WORK INSTRUCTIONS: Please set down the records exactly, keeping every line.

Collection entries
Issue #23665, opened 2022-02-10
[Bug] Undo snackbar not working after leaving the screen it originated from


mavduevskiy:
Steps to reproduce: delete an item from download, bookmarks and history screens, the snackbar with an undo action will popup. Go back to the main screen – Snackbar is there, but pressing the Undo button doesn't actually work, the item is gone.

SoftVision-LorandJanos:
Managed to reproduce on a earlier build (Nightly from 2022-02-10).
Verified as fixed on the latest Nightly (2022-04-28).
The Undo button works as expected on the previous screen.
Device used: Google Pixel 4 (Android 12).
Closing the ticket as fixed.

Issue #9539, opened 2020-03-31
[Bug] Can't Use Address Bar while Snackbar is Displayed


theFireProject:
## Steps to reproduce
**Scenarios**
This bugs only occurs for specific snackbars, not for all. From what I've found out, the bug occurs at least for these two:
- "URL copied to clipboard" snackbar
    - go to a website
    - tap and hold the address on the address bar
    - tap 'Copy' to copy the address
- "Deleted «top-level domain»" snackbar
    - go to a website
    - save it as a bookmark
    - edit the saved bookmark
    - delete the bookmark
- try to tap the address to edit it or try to tap another button on the address bar

The bug does not take effect for these snackbars:
- "Bookmark saved! 'EDIT'" snackbar
- "New tab opened 'SWITCH'" snackbar
- "Tab closed 'UNDO'" snackbar
- "Added to top sites!" snackbar

### Expected behavior
After copying the address, the confirmation snackbar is displayed saying "URL copied to clipboard".
It's displayed above the address bar without overlapping it. So the address bar is fully accessible in theory. Tapping the address field is supposed to open the keyboard to edit the URL and tapping other buttons on the address bar should trigger the right action, too.

### Actual behavior
The address bar is not useable while the confirmation snackbar "URL copied to clipboard" is displayed. There is no reaction to tapping anywhere on the address bar.

### Device information

* Android device: Samsung Galaxy S9+ (Android 8.0.0)
* Fenix version: 4.2.0

┆Issue is synchronized with this [Jira Task](https://mozilla-hub.atlassian.net/browse/FNXV2-16533)

LaurentiuApahideanSV:
I can confirm that this issue is reproducible using the latest version of Firefox Preview Nightly 3/31 (Build #20910607).

Devices:
OnePlus 6T (Android 9);
Huawei MediaPad M3 lite 10 (Android 7.0)

sblatz:
This is happening in cases where we display the snackbar on `ContentFrameLayout` (which we need to do in order to display it while navigating to another fragment). I'm not sure what options we really have here other than getting rid of those types of snackbars.

SL-Lee:
As of **Nightly 200722 06:08 (Build #22040614)**, I have discovered three more snackbars that not only obstructs the address bar while it is displayed, it also cannot be dismissed by swiping right on it:

[...]

PR #23750, opened 2022-02-15
For #23665 - Dismiss undo snackbar on fragment pause

Alexandru2909:
Changed the behavior of the `Undo` snackbar to be dismissed inside the `onPause` of the history, bookmark and download fragments.

https://user-images.githubusercontent.com/35462038/154079582-69fc4a53-ccde-4900-8073-6aa504862419.mp4

### Pull Request checklist

1. click on Show All Checks,

### DIFF
--- a/app/src/main/java/org/mozilla/fenix/library/bookmarks/BookmarkFragment.kt
+++ b/app/src/main/java/org/mozilla/fenix/library/bookmarks/BookmarkFragment.kt
@@ -67,6 +67,7 @@ class BookmarkFragment : LibraryPageFragment<BookmarkNode>(), UserInteractionHan
     private val sharedViewModel: BookmarksSharedViewModel by activityViewModels()
     private val desktopFolders by lazy { DesktopFolders(requireContext(), showMobileRoot = false) }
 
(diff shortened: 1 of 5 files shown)


mavduevskiy:
@Alexandru2909  
This is a solid solution, but removing snackbar as soon as user leaves the screen is a big UX change, which reduces the value of the undo snackbars. We want to give the user a few seconds to undo his action, and there is some code in the app that is supposed to do that. The better way would be to improve what is not working, not changing the feature.

Currently, the issue was that there was no access to the context of the fragment (and consequently, to the stores) after user left the fragment, so the undo actually never worked. Also, there was a mechanism that would trigger removal of the item in a few cases, including leaving the fragment. That seems more as a hack than a good solution. It is not difficult to actually access stores after fragment's context is no more, via the context app, and allow snackbars to actually work.

I have been actually working on the issue for quite some time, but I forgot to assign the issue to myself. I run into a different issue, that snackbar would sometimes get hidden, or not lifted up or [blocking](https://github.com/mozilla-mobile/fenix/issues/9539) the ui beneath it when we go back. 

I am sorry, my bad not assigning it to myself.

ANSWER TO THIS PROBLEM:
Issue #23665, opened 2022-02-10
[Bug] Undo snackbar not working after leaving the screen it originated from


mavduevskiy:
Steps to reproduce: delete an item from download, bookmarks and history screens, the snackbar with an undo action will popup. Go back to the main screen – Snackbar is there, but pressing the Undo button doesn't actually work, the item is gone.

SoftVision-LorandJanos:
Managed to reproduce on a earlier build (Nightly from 2022-02-10).
Verified as fixed on the latest Nightly (2022-04-28).
The Undo button works as expected on the previous screen.
Device used: Google Pixel 4 (Android 12).
Closing the ticket as fixed.

Issue #9539, opened 2020-03-31
[Bug] Can't Use Address Bar while Snackbar is Displayed


theFireProject:
## Steps to reproduce
**Scenarios**
This bugs only occurs for specific snackbars, not for all. From what I've found out, the bug occurs at least for these two:
- "URL copied to clipboard" snackbar
    - go to a website
    - tap and hold the address on the address bar
    - tap 'Copy' to copy the address
- "Deleted «top-level domain»" snackbar
    - go to a website
    - save it as a bookmark
    - edit the saved bookmark
    - delete the bookmark
- try to tap the address to edit it or try to tap another button on the address bar

The bug does not take effect for these snackbars:
- "Bookmark saved! 'EDIT'" snackbar
- "New tab opened 'SWITCH'" snackbar
- "Tab closed 'UNDO'" snackbar
- "Added to top sites!" snackbar

### Expected behavior
After copying the address, the confirmation snackbar is displayed saying "URL copied to clipboard".
It's displayed above the address bar without overlapping it. So the address bar is fully accessible in theory. Tapping the address field is supposed to open the keyboard to edit the URL and tapping other buttons on the address bar should trigger the right action, too.

### Actual behavior
The address bar is not useable while the confirmation snackbar "URL copied to clipboard" is displayed. There is no reaction to tapping anywhere on the address bar.

### Device information

* Android device: Samsung Galaxy S9+ (Android 8.0.0)
* Fenix version: 4.2.0

┆Issue is synchronized with this [Jira Task](https://mozilla-hub.atlassian.net/browse/FNXV2-16533)

LaurentiuApahideanSV:
I can confirm that this issue is reproducible using the latest version of Firefox Preview Nightly 3/31 (Build #20910607).

Devices:
OnePlus 6T (Android 9);
Huawei MediaPad M3 lite 10 (Android 7.0)

sblatz:
This is happening in cases where we display the snackbar on `ContentFrameLayout` (which we need to do in order to display it while navigating to another fragment). I'm not sure what options we really have here other than getting rid of those types of snackbars.

SL-Lee:
As of **Nightly 200722 06:08 (Build #22040614)**, I have discovered three more snackbars that not only obstructs the address bar while it is displayed, it also cannot be dismissed by swiping right on it:

[...]

PR #23750, opened 2022-02-15
For #23665 - Dismiss undo snackbar on fragment pause

Alexandru2909:
Changed the behavior of the `Undo` snackbar to be dismissed inside the `onPause` of the history, bookmark and download fragments.

https://user-images.githubusercontent.com/35462038/154079582-69fc4a53-ccde-4900-8073-6aa504862419.mp4

### Pull Request checklist

1. click on Show All Checks,

### DIFF
--- a/app/src/main/java/org/mozilla/fenix/library/bookmarks/BookmarkFragment.kt
+++ b/app/src/main/java/org/mozilla/fenix/library/bookmarks/BookmarkFragment.kt
@@ -67,6 +67,7 @@ class BookmarkFragment : LibraryPageFragment<BookmarkNode>(), UserInteractionHan
     private val sharedViewModel: BookmarksSharedViewModel by activityViewModels()
     private val desktopFolders by lazy { DesktopFolders(requireContext(), showMobileRoot = false) }
 
(diff shortened: 1 of 5 files shown)


mavduevskiy:
@Alexandru2909  
This is a solid solution, but removing snackbar as soon as user leaves the screen is a big UX change, which reduces the value of the undo snackbars. We want to give the user a few seconds to undo his action, and there is some code in the app that is supposed to do that. The better way would be to improve what is not working, not changing the feature.

Currently, the issue was that there was no access to the context of the fragment (and consequently, to the stores) after user left the fragment, so the undo actually never worked. Also, there was a mechanism that would trigger removal of the item in a few cases, including leaving the fragment. That seems more as a hack than a good solution. It is not difficult to actually access stores after fragment's context is no more, via the context app, and allow snackbars to actually work.

I have been actually working on the issue for quite some time, but I forgot to assign the issue to myself. I run into a different issue, that snackbar would sometimes get hidden, or not lifted up or [blocking](https://github.com/mozilla-mobile/fenix/issues/9539) the ui beneath it when we go back. 

I am sorry, my bad not assigning it to myself.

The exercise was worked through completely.